KEYWORDS: Animal models; Cognitive impairment; Gene therapy; Neurodegenerative disorder; Oxidative stress
Download this article as:Copy the following to cite this article: Udavant P. B, Sable R. R, Khairnar S. J, Chavan S. R, Torane A. P, Kanade G. N, Ahmed M. T. R. A Review on Neurodegenerative Diseases with their Suitable Animal Models. Biosci Biotech Res Asia 2022;19(3). |
Copy the following to cite this URL: Udavant P. B, Sable R. R, Khairnar S. J, Chavan S. R, Torane A. P, Kanade G. N, Ahmed M. T. R. A Review on Neurodegenerative Diseases with their Suitable Animal Models. Biosci Biotech Res Asia 2022;19(3). Available from: https://bit.ly/3LwlH7k |
Introduction
The neurodegenerative disease is a global concern, the tremendous population have affected by this disease. Treatment to this condition is considered as a financial burden1. Only Alzheimer’s patient number is around 46 million globally. And this number expected to go beyond 132.5 million by 20502. The number of pathogenic condition ruinous to neurodegeneration and progression of such condition result into disability and death of patient. These ruinous condition involve Parkinson’s disease, Frontotemporal dementia, Alzheimer’s and ALS i.e., amyotrophic lateral sclerosis.
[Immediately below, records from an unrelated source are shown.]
PR #82, opened 2021-02-25
AIRCoP softmax

luke-jiang:
Implement AIRCoP softmax and activation

- [x] how to deal with softmax algorithm and mode? Should user be able to specify that?
- [x] `getConvDescriptor` doesn't add back to map
- [x] `finalize_cudnn` doesn't emit typeless DESTROY calls
- [x] create test case for activation
- [x] change `overwriteCheckFiles` to false before merge

### DIFF
--- a/src/main/scala/lms/transformation/distributed_tensor/distributedTensorConv.scala
+++ b/src/main/scala/lms/transformation/distributed_tensor/distributedTensorConv.scala
@@ -71,6 +71,22 @@ trait FixedSizeDistributedTensorConvTypeLess extends FixedSizeDistributedTensorM
 
     TensorType(output_shape, input.et, anno)
   }
+  
+  def SoftmaxForward(input: TENSOR, params: SoftmaxParam, anno: Anno, __pos: SourceContext): TENSOR = {
+    val SoftmaxParam(alpha, beta) = params
+
+    val res_tt = input.resultType
+    (new TENSOR(Adapter.g.reflectRead("tensor_softmax", C(res_tt), C(anno), input.x, 
+      C(params))(input.x)).withSrcType(__pos, input.et))
+  }
+
+  def SoftmaxBackward(output: TENSOR, doutput: TENSOR, params: SoftmaxParam, anno: Anno, __pos: SourceContext): TENSOR = {
+    val SoftmaxParam(alpha, beta) = params
+
+    val res_tt = doutput.resultType
+    (new TENSOR(Adapter.g.reflectRead("tensor_softmax_bwd", C(res_tt), C(anno), output.x, doutput.x, 
+      C(params))(output.x, doutput.x)).withSrcType(__pos, doutput.et))
+  }
 
   override def mergable_dims(node: Node) = node match {
     // constraints:
@@ -85,6 +101,8 @@ trait FixedSizeDistributedTensorConvTypeLess extends FixedSizeDistributedTensorM
       val filterCout  = filter_type(CUDNN_C_OUT).dim
       val filterCin   = filter_type(CUDNN_C_IN).dim
       List((inputC, filterCin), (outputC, filterCout))
+
+    case Node(s, op, _, _) if op == "tensor_softmax" => List()
 
     case _ => super.mergable_dims(node)
   }
@@ -111,6 +129,16 @@ trait FixedSizeDistributedTensorConvTypeLess extends FixedSizeDistributedTensorM
           val b_grad = ConvBackwardFilter(x, y, gradMap(s), params, anno, pos)
           Accumulate(gradMap(b), b_grad, anno); ()
         }) +=: backwardNodes
+      
+      case Node(s, "tensor_softmax", tt::Backend.Const(anno:Anno)::(a:Backend.Sym)::Backend.Const(params:SoftmaxParam)::_, _) =>
+        implicit val pos = Adapter.oldSourceMap(s)
+        forwardNodes += node
+        (() => {
+            val x = new TENSOR(transform(a))
+            val grad = SoftmaxBackward(x, gradMap(s), params, anno, pos)
+            Accumulate(gradMap(a), grad, anno); ()
+           ()
+        }) +=: backwardNodes
 
       case _ => super.aircopCollect(node, forwardNodes, weightNodes, backwardNodes, gradMap, momentumMap, transform)
     }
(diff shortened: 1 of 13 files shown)


src/out/transformer/distributed_tensor/softmax.check.cu
```diff
@@ -0,0 +1,191 @@
...
+    int x52 = 0;
+    while (x52 != 18) {
+      printf("%f ", x51[x52]);
+      x52 = x52 + 1;
+    }
+    printf("\n");
+    // end copying GPU array x298 to CPU and print for size 18 and type Float
+  }
+  printf("compile");
+  CUDNNCHECK(cudnnDestroy(x8));
```
luke-jiang, line 177: should also include CUDNNCHECK(cudnnDestroyTensorDescriptor(x39)), since x39 is a descriptor created, and should be destroyed by finalize_cudnn

src/main/scala/lms/transformation/distributed_tensor/distributedTensorConv.scala
```diff
@@ -71,6 +71,22 @@ trait FixedSizeDistributedTensorConvTypeLess extends FixedSizeDistributedTensorM
 
     TensorType(output_shape, input.et, anno)
   }
+  
+  def SoftmaxForward(input: TENSOR, params: SoftmaxParam, anno: Anno, __pos: SourceContext): TENSOR = {
+    val SoftmaxParam(alpha, beta) = params
```
feiwang3311, line 76: this line seems not necessary

src/main/scala/lms/transformation/distributed_tensor/distributedTensorConv.scala
```diff
@@ -71,6 +71,22 @@ trait FixedSizeDistributedTensorConvTypeLess extends FixedSizeDistributedTensorM
...
+
+    val res_tt = input.resultType
+    (new TENSOR(Adapter.g.reflectRead("tensor_softmax", C(res_tt), C(anno), input.x, 
+      C(params))(input.x)).withSrcType(__pos, input.et))
+  }
+
+  def SoftmaxBackward(output: TENSOR, doutput: TENSOR, params: SoftmaxParam, anno: Anno, __pos: SourceContext): TENSOR = {
+    val SoftmaxParam(alpha, beta) = params
```
feiwang3311, line 84: this line seems not necessary

src/main/scala/lms/transformation/distributed_tensor/distributedTensorConv.scala
```diff
@@ -86,6 +102,8 @@ trait FixedSizeDistributedTensorConvTypeLess extends FixedSizeDistributedTensorM
       val filterCin   = filter_type(CUDNN_C_IN).dim
       List((inputC, filterCin), (outputC, filterCout))
 
+    case Node(s, op, _, _) if op == "tensor_softmax" => List()
```
feiwang3311, line 105: would be simpler to just do `case Node(s, "tensor_softmax", _, _) => List()`

src/main/scala/lms/transformation/distributed_tensor/distributedTensorConv.scala
```diff
@@ -111,6 +129,16 @@ trait FixedSizeDistributedTensorConvTypeLess extends FixedSizeDistributedTensorM
...
         }) +=: backwardNodes
+      
+      case Node(s, "tensor_softmax", tt::Backend.Const(anno:Anno)::(a:Backend.Sym)::Backend.Const(params:SoftmaxParam)::_, _) =>
+        implicit val pos = Adapter.oldSourceMap(s)
+        forwardNodes += node
+        (() => {
+            val x = new TENSOR(transform(a))
+            val grad = SoftmaxBackward(x, gradMap(s), params, anno, pos)
+            Accumulate(gradMap(a), grad, anno); ()
+           ()
```
feiwang3311, line 140: I am not sure about this one:
should it be
`val grad = SoftmaxBackward(x, gradMap(s), params, anno, pos)`
or
`val grad = SoftmaxBackward(new TENSOR(transform(s)), gradMap(s), params, anno, pos)`?

The API https://docs.nvidia.com/deeplearning/cudnn/api/index.html#cudnnSoftmaxBackward seems to be using `yDesc` and `y`, but I am not certain.

luke-jiang: I think it's the second one, but I have an error when running on the server.

src/main/scala/lms/transformation/distributed_tensor/distributedTensorConv.scala
luke-jiang: fixed in 232d098

src/main/scala/lms/transformation/distributed_tensor/distributedTensorConv.scala
luke-jiang: fixed in 232d098

src/main/scala/lms/transformation/distributed_tensor/distributedTensorConv.scala
luke-jiang: fixed in 232d098

src/out/transformer/distributed_tensor/softmax.check.cu
```diff
@@ -0,0 +1,201 @@
...
+  if (x46) {
+    int x51 = x1;
+    int x52 = 0;
+    while (x52 != x51) {
+      int x53 = x52;
+      NCCLCHECK(ncclRecv(x47 + x53 * 9, (size_t)18, ncclFloat32, x53, x5, x6));
+      x52 = x52 + 1;
+    }
+  }
+  NCCLCHECK(ncclGroupEnd());
```
luke-jiang, line 172: NCCL failure softmax.check.cu:172 'unhandled cuda error'

src/test/scala/lms/utils.scala
```diff
@@ -10,7 +10,7 @@ trait LibSuite extends FunSuite {
 }
 
 trait TutorialFunSuite extends LibSuite {
-  val overwriteCheckFiles = false // should be false; temporary set to true only to simplify development
+  val overwriteCheckFiles = true // should be false; temporary set to true only to simplify development
```
feiwang3311, line 13: don't forget to revert this change.

feiwang3311 (approved):
LGTM Thanks!

src/test/scala/lms/utils.scala
luke-jiang: fixed in 5deaa7c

Most of patient with neurodegenerative disorder have no direct link with genetic cause. But there are some genetic risk factors that influences these conditions3. The animal models are used to study the pathophysiology of disease and their treatment. But issues with these models are they are not exactly similar to that of human diseases. The pathological symptoms they were showing rightly but there is missing the chain of complete step by step occurrence of pathophysiologic changes. However, developing new animal models allow brief understanding of disease at cellular and molecular level. Mouse as animal model gave weak estimation to drug efficacy. This is not the limitation to animal models. Instead of this give scope to discover more animal models using different rodent and non-rodent. The demonstration of human cellular model of neuron degeneration are having disadvantages like missing of maturation process, missing of neuronal circuit and absence of cellular, neuronal components, absence of glia cells4. Using naturally found animals as an animal model was discovered 100 years ago and now there is great improvement in health science 5, 6. More than 100 of diseases that found in dogs and cats having likeness to humans7. The cancer etiologies are also similar to humans that are described by their genetic characteristics and environment8. Some reports suggest that pathophysiology of human and disease etiology are similar to dogs and cats. This facilitates knowing possible preventive majors, identifying risk factors and understanding disease etiology9. Duration of life of canine and feline are short compared to humans hence it does not cover full history, etiology of disease in their short life cycle.
In the veterinary clinical sector the animals are often managed with drug therapies which are likeness to humans. In present days veterinary sciences applied their scope to veterinary neurology and their practice. That facilitates brief study of clinical characterization of diseases. This review gives a detailed idea about animals in neurological study8.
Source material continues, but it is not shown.